V/. Gloria al Padre y al Hijo y al Espíritu Santo.
R/. Lleva en el corazón la ley de su Dios.

Cántico Evangélico

Ant. «El que cumple la voluntad de mi Padre, ése es mi hermano y mi hermana y mi madre», dice el Señor.

Bendito sea el Señor, Dios de Israel, porque ha visitado y redimido a su pueblo, suscitándonos una fuerza de salvación en la casa de David, su siervo, según lo había predicho desde antiguo, por boca de sus santos profetas.

Es la salvación que nos libra de nuestros enemigos y de la mano de todos los que nos odian; realizando la misericordia que tuvo con nuestros padres, recordando su santa alianza
y el juramento que juró a nuestro padre Abrahán.

Para concedernos que, libres de temor, arrancados de la mano de los enemigos, le sirvamos con santidad y justicia, en su presencia, todos nuestros días.

Y a ti, niño, te llamarán profeta del Altísimo, porque irás delante del Señor a preparar sus caminos, anunciando a su pueblo la salvación, el perdón de sus pecados.

Por la entrañable misericordia de nuestro Dios, nos visitará el sol que nace de lo alto, para iluminar a los que viven en tinieblas y en sombra de muerte, para guiar nuestros pasos
por el camino de la paz.

Gloria al Padre, y al Hijo, y al Espíritu Santo.
Como era en el principio, ahora y siempre, por los siglos de los siglos. Amén.

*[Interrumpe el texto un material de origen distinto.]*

PR #3076, opened 2024-06-20
Fix ReferenceTerminals and SlackTerminal iIDM extension with merged networks and subnetworks

jeandemanged:
**Please check if the PR fulfills these requirements**

- [X] The commit message follows our guidelines
- [X] Tests for the changes have been added (for bug fixes / features)
- [ ] Docs have been added / updated (for bug fixes / features)

**Does this PR already have an issue describing the problem?**

No

**What kind of change does this PR introduce?**

Bug fix

**What is the current behavior?**

ReferenceTerminals and SlackTerminal iIDM extensions were never revisited to work properly with subnetworks.
In particular:
- We get an exception when merging a network having a ReferenceTerminals extension, writing it, and reading it.
- `ReferenceTerminals.reset` and `SlackTerminal.reset` do not reset the subnetworks

**What is the new behavior (if this is a feature change)?**
ReferenceTerminals fixed to properly check the network owning the terminal.
`reset` methods will also reset the subnetworks.

**Does this PR introduce a breaking change or deprecate an API?**
- [x] No

PR #3081, opened 2024-06-24
Fix area boundary auto-removal with merged and detached Networks

jeandemanged:

No

Bug fix

In #2955 listeners were implemented to automatically delete area boundaries when the undelying equipment is removed from the network (e.g. DanglingLine removal). This was done using "cleanup" listeners. However when performing network merge or detach, the listeners are lost / not transfered to the new root network of the Areas.

The "cleanup" listeners are properly moved to the new root Network when merging and detaching.

- [x] No

**Other information**:

This is very similar to #3076, although here it is not about iIDM extensions.
I originally wanted to add notification mechanism for merging and detaching, but obviously this wouldn't work because manipulating listeners within listeners isn't the right approach (ConcurrentModificationException).
I made few specific code dedicated to Area only. When iIDM will be improved to deal with equipment removal & cleanup in a generic way, this would be revisited.

### DIFF
--- a/iidm/iidm-impl/src/main/java/com/powsybl/iidm/network/impl/AreaImpl.java
+++ b/iidm/iidm-impl/src/main/java/com/powsybl/iidm/network/impl/AreaImpl.java
@@ -48,9 +48,19 @@ public class AreaImpl extends AbstractIdentifiable<Area> implements Area {
         }
     }
 
+    /**
+     * Must be called whenever the Area is moved to a different root Network when merging and detaching.
+     * @param fromNetwork previous root network
+     * @param toNetwork new root network
+     */
+    void moveListener(NetworkImpl fromNetwork, NetworkImpl toNetwork) {
+        fromNetwork.removeListener(this.areaListener);
+        toNetwork.addListener(this.areaListener);
+    }
+
     private final NetworkListener areaListener;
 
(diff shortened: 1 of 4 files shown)


iidm/iidm-impl/src/main/java/com/powsybl/iidm/network/impl/AreaImpl.java
```diff
@@ -48,9 +48,19 @@ public void beforeRemoval(Identifiable<?> identifiable) {
...
+     */
+    void moveListener(NetworkImpl fromNetwork, NetworkImpl toNetwork) {
+        fromNetwork.removeListener(this.areaListener);
+        toNetwork.addListener(this.areaListener);
+    }
+
     private final NetworkListener areaListener;
 
-    public AreaImpl(Ref<NetworkImpl> ref, Ref<SubnetworkImpl> subnetworkRef, String id, String name, boolean fictitious, String areaType,
+    AreaImpl(Ref<NetworkImpl> ref, Ref<SubnetworkImpl> subnetworkRef, String id, String name, boolean fictitious, String areaType,
```
jeandemanged, line 63: shoudn't have been made `public` in the first place

m-guibert: Good catch, thank you !

m-guibert (approved):

PR #3082, opened 2024-06-25
Datasource: add mainExtension, existsStrict and use it in exists() methods of importers [WIP]

jonenst:
This allows to import the correct network when a path is provided, the importers will respect the full path and not declare that they can import from the datasource TODO explain more

**Please check if the PR fulfills these requirements**

- [x] The commit message follows our guidelines
- [ ] Tests for the changes have been added (for bug fixes / features)
- [ ] Docs have been added / updated (for bug fixes / features)

**Does this PR already have an issue describing the problem?**

**What kind of change does this PR introduce?**

**What is the current behavior?**

**What is the new behavior (if this is a feature change)?**

**Does this PR introduce a breaking change or deprecate an API?**
- [ ] Yes
- [ ] No

**If yes, please check if the following requirements are fulfilled**

- [ ] The *Breaking Change* or *Deprecated* label has been added
- [ ] The migration steps are described in the following section

**What changes might users need to make in their application due to this PR? (migration steps)**

**Other information**:

PR #3085, opened 2024-06-26
Disambiguate files on import

jonenst:

https://github.com/powsybl/powsybl-core/issues/989
#3082
#2959
others...

bug fix

```shell
$ itools convert-network --input-file foo.xiidm # will wrongly use foo.xml from cgmes if it exists
```

always use the file specified by the user in the command line

- [ ] Yes
- [x] No

### DIFF
--- a/ieee-cdf/ieee-cdf-converter/src/main/java/com/powsybl/ieeecdf/converter/IeeeCdfImporter.java
+++ b/ieee-cdf/ieee-cdf-converter/src/main/java/com/powsybl/ieeecdf/converter/IeeeCdfImporter.java
@@ -79,6 +79,12 @@ public class IeeeCdfImporter implements Importer {
 
     @Override
     public boolean exists(ReadOnlyDataSource dataSource) {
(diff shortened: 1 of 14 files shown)


jonenst:
Need more tests

ieee-cdf/ieee-cdf-converter/src/main/java/com/powsybl/ieeecdf/converter/IeeeCdfImporter.java
```diff
@@ -79,6 +79,12 @@ public String getComment() {
 
     @Override
     public boolean exists(ReadOnlyDataSource dataSource) {
+        // if given a main file with an extension and it's not compatible, don't import
+        // to avoid importing a file when the user specified another
+        if (!dataSource.getBaseExtension().isEmpty()) {
```
jonenst, line 84: bug here if getBaseExtension.equals(EXT) we must not return false...

flo-dup:
Replaced by #3102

Ant. «El que cumple la voluntad de mi Padre, ése es mi hermano y mi hermana y mi madre», dice el Señor.

Preces
Adoremos, hermanos a Cristo, el Dios santo y, pidiéndole que nos enseñe a servirle con santidad y justicia en su presencia todos nuestros días, aclamémoslo, diciendo:

Tú solo eres santo, Señor
●Señor Jesús, probado en todo exactamente como nosotros, menos en el pecado,
compadécete de nuestras debilidades.

●Señor Jesús, que a todos nos llamas a la perfección del amor, danos el progresar en caminos de santidad.

●Señor Jesús, que quieres que seamos la sal de la tierra y la luz del mundo, ilumina nuestras vidas con tu propia luz.

●Señor Jesús, que viniste al mundo para servir, y no para que te sirvieran, haz que sepamos servirte a ti y a nuestros hermanos con humildad.

●Señor Jesús, reflejo de la gloria del Padre e impronta de su ser, haz que en la gloria contemplemos tu rostro.

Concluyamos nuestra oración diciendo juntos las palabras de Jesús, nuestro Maestro:

Padre nuestro que estás en el cielo, santificado sea tu Nombre;
venga a nosotros tu reino;
hágase tu voluntad en la tierra como en el cielo.
Danos hoy nuestro pan de cada día;
perdona nuestras ofensas, como también nosotros perdonamos a los que nos ofenden.
No nos dejes caer en la tentación,
y líbranos del mal.

Final

Señor, tú que inspiraste a san Antonio abad el deseo de retirarse al desierto para servirte allí con una vida admirable, haz que, por su intercesión, tengamos la fuerza de renunciar a todo lo que nos separe de ti y sepamos amarte por encima de todo. Por nuestro Señor Jesucristo, tu Hijo, que vive y reina contigo en la unidad del Espíritu Santo y es Dios, por los siglos de los siglos. Amén
V/. El Señor nos bendiga, nos guarde de todo mal y nos lleve a la vida eterna.
R/. Amén.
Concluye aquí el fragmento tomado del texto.